Our results revealed that farmers use considerably more fertilizers than theoretically required by a cucumber crop. Our results also show that farmers irrigate with reclaimed water without taking its nutrient potential into account. Fertilizers had the highest life cycle impacts in the case of reclaimed water. Using the LCA methodology clearly demonstrated that overuse of fertilization had negative impacts on the environment. Farmers should comply with the amounts of fertilizers that correspond to the standard needs of the cucumber crop, which will not severely affect yield.
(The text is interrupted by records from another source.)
PR #1635, opened 2022-11-10
rust: Remove unused variables and fix dangling references

CohenArthur:
This should make the bootstrap build green again.

This commit contains some aggressive refactoring which either removes unused arguments altogether or removes the argument name in some cases where it might get used later on or cannot change due to implementing a virtual method or something like that.

### DIFF
--- a/gcc/rust/backend/rust-compile-base.h
+++ b/gcc/rust/backend/rust-compile-base.h
@@ -55,7 +55,7 @@ protected:
     const TyTy::TypeBoundPredicate *predicate,
     std::vector<std::pair<Resolver::TraitReference *, HIR::ImplBlock *>>
       &receiver_bounds,
-    const TyTy::BaseType *receiver, const TyTy::BaseType *root, Location locus);
+    const TyTy::BaseType *root, Location locus);
 
   bool verify_array_capacities (tree ltype, tree rtype, Location ltype_locus,
 				Location rtype_locus);
@@ -63,7 +63,7 @@ protected:
   tree query_compile (HirId ref, TyTy::BaseType *lookup,
 		      const HIR::PathIdentSegment &final_segment,
 		      const Analysis::NodeMapping &mappings,
-		      Location expr_locus, bool is_qualified_path);
+		      Location expr_locus);
 
   tree resolve_adjustements (std::vector<Resolver::Adjustment> &adjustments,
 			     tree expression, Location locus);
@@ -113,7 +113,7 @@ protected:
 
   static tree indirect_expression (tree expr, Location locus);
 
-  static bool mark_addressable (tree, Location);
+  static bool mark_addressable (tree);
 
   static std::vector<Bvariable *>
   compile_locals_for_block (Context *ctx, Resolver::Rib &rib, tree fndecl);
--- a/gcc/rust/typecheck/rust-hir-trait-ref.h
+++ b/gcc/rust/typecheck/rust-hir-trait-ref.h
@@ -112,8 +112,7 @@ public:
 	break;
 
       case TYPE:
-	return get_type_from_typealias (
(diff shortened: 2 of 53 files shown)


philberty:
I dont like this change. Its all bundled into a single commit and you've changed quite a bit of the code in the type resolution to be copies and not references so its not clear what you are actually fixing or changing here.

gcc/rust/typecheck/rust-hir-trait-ref.h
```diff
@@ -149,8 +148,7 @@ class TraitItemReference
     return new TyTy::ErrorType (get_mappings ().get_hirid ());
   }
 
-  TyTy::BaseType *get_type_from_typealias (/*const*/
-					   HIR::TraitItemType &type) const;
+  TyTy::BaseType *get_type_from_typealias () const;
```
philberty, line 151: This isn't right we mght need to have the TraitItemType to do resolution of the associated type properly when it comes to handling opaque types and generic argument binding which still needs to be done.

gcc/rust/typecheck/rust-hir-type-check-expr.cc
```diff
@@ -1152,7 +1152,7 @@ TypeCheckExpr::visit (HIR::MethodCallExpr &expr)
       rust_debug_loc (expr.get_method_name ().get_generic_args ().get_locus (),
 		      "applying generic arguments to method_call: {%s}",
 		      lookup->debug_str ().c_str ());
-      HIR::GenericArgs &args = expr.get_method_name ().get_generic_args ();
+      HIR::GenericArgs args = expr.get_method_name ().get_generic_args ();
```
philberty, line 1155: Why take a copy here?

gcc/rust/backend/rust-compile-base.h
```diff
@@ -55,15 +55,15 @@ class HIRCompileBase
...
-    const TyTy::BaseType *receiver, const TyTy::BaseType *root, Location locus);
+    const TyTy::BaseType *root, Location locus);
 
   bool verify_array_capacities (tree ltype, tree rtype, Location ltype_locus,
 				Location rtype_locus);
 
   tree query_compile (HirId ref, TyTy::BaseType *lookup,
 		      const HIR::PathIdentSegment &final_segment,
 		      const Analysis::NodeMapping &mappings,
-		      Location expr_locus, bool is_qualified_path);
```
philberty, line 66: The removal of the is_qualified_path flag should really have been a single commit

gcc/rust/backend/rust-compile-base.h
```diff
@@ -55,15 +55,15 @@ class HIRCompileBase
     const TyTy::TypeBoundPredicate *predicate,
     std::vector<std::pair<Resolver::TraitReference *, HIR::ImplBlock *>>
       &receiver_bounds,
-    const TyTy::BaseType *receiver, const TyTy::BaseType *root, Location locus);
+    const TyTy::BaseType *root, Location locus);
```
philberty, line 58: https://github.com/Rust-GCC/gccrs/pull/1583 fixes resolution for super trait calls on dyn objects but code generation is not finished for this yet so we might still need the receiver here.

gcc/rust/typecheck/rust-hir-type-check-expr.cc
CohenArthur: This was due to an invalid warning upstream which I believe has now been fixed. I'll have a look.

CohenArthur:
> I dont like this change. Its all bundled into a single commit and you've changed quite a bit of the code in the type resolution to be copies and not references so its not clear what you are actually fixing or changing here.

This PR was for us to have a green bootstrap build again. In some places where parameters weren't used at all, I did remove them since I thought they'd stay unused forever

Our findings also provide a useful analytical framework to compare the impact of different sources of irrigation water and could be used by water managers and agricultural extension officers to propose optimum doses of fertilizer with respect to the quality of the irrigation water.
ACKNOWLEDGEMENTS
This study was partly supported in the framework of the research network Sirma, which brings together several universities and research institutes in North Africa and Europe around issues related to water governance and irrigation. We also thank the DGRSDT, the Algerian research director for its support.
DATA AVAILABILITY STATEMENT
All relevant data are included in the paper or its Supplementary Information.